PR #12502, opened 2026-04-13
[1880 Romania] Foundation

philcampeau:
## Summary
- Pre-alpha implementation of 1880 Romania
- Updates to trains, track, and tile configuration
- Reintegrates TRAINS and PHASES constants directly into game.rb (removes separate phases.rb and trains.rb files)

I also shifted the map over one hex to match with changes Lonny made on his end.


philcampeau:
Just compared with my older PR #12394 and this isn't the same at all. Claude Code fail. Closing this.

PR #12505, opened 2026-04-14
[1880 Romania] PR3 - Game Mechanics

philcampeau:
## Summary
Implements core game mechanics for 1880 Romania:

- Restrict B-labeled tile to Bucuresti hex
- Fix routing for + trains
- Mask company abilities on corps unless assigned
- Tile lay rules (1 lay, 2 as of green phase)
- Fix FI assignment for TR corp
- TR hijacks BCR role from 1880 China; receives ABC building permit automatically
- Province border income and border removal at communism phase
-=-=-=-=-
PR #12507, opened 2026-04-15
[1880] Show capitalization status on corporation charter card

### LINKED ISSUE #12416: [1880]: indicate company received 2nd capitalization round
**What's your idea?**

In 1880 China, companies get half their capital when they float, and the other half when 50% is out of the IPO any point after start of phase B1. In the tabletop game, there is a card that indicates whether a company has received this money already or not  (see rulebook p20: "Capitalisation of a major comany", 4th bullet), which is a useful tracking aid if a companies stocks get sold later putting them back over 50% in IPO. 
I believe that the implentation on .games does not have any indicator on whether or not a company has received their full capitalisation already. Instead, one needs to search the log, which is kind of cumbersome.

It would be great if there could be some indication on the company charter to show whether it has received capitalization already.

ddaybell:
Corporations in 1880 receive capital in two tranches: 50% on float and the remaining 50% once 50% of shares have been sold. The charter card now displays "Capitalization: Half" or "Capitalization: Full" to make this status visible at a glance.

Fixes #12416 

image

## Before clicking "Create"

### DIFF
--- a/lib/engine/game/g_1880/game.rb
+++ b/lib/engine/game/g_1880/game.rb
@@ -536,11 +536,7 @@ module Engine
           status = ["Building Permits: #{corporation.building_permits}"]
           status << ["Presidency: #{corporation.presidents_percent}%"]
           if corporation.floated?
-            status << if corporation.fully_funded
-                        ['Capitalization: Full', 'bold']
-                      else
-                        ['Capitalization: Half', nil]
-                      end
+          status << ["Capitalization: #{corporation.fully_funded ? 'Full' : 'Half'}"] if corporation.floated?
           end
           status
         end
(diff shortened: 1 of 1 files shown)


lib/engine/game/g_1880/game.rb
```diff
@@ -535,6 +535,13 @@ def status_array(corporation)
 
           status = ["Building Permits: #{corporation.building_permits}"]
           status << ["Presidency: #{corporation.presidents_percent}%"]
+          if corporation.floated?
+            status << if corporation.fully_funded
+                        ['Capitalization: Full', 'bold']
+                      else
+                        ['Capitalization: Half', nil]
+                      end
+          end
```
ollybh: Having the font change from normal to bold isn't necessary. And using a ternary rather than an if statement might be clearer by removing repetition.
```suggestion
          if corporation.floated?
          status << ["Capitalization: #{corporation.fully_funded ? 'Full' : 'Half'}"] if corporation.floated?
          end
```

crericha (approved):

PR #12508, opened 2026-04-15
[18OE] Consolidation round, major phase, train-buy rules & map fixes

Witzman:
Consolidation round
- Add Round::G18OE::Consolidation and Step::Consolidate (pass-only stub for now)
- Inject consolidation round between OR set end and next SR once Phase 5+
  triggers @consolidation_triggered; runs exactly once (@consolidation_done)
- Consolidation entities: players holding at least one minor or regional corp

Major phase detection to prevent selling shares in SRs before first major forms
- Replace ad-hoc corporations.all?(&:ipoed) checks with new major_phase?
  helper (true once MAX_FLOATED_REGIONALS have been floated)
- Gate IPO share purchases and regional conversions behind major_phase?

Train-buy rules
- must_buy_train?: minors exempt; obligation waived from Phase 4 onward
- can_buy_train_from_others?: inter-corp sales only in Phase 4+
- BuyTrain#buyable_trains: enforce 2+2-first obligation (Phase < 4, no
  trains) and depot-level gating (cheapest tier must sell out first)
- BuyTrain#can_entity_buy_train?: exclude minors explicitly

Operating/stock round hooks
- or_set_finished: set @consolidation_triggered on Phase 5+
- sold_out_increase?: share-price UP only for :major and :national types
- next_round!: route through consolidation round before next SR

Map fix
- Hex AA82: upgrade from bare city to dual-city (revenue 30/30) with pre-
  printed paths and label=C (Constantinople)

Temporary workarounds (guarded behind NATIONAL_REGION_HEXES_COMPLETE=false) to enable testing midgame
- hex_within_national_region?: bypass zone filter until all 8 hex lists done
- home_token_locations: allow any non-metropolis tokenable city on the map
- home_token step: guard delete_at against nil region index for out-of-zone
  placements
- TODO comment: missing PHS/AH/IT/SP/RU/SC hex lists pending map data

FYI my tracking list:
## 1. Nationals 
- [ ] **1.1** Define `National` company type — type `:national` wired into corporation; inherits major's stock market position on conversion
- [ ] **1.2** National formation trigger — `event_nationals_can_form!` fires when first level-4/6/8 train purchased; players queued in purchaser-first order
-=-=-=-=-
Among the lines above, which ones hold the string "first"? Show them.

Major phase detection to prevent selling shares in SRs before first major forms
- BuyTrain#buyable_trains: enforce 2+2-first obligation (Phase < 4, no
  trains) and depot-level gating (cheapest tier must sell out first)
- [ ] **1.2** National formation trigger — `event_nationals_can_form!` fires when first level-4/6/8 train purchased; players queued in purchaser-first order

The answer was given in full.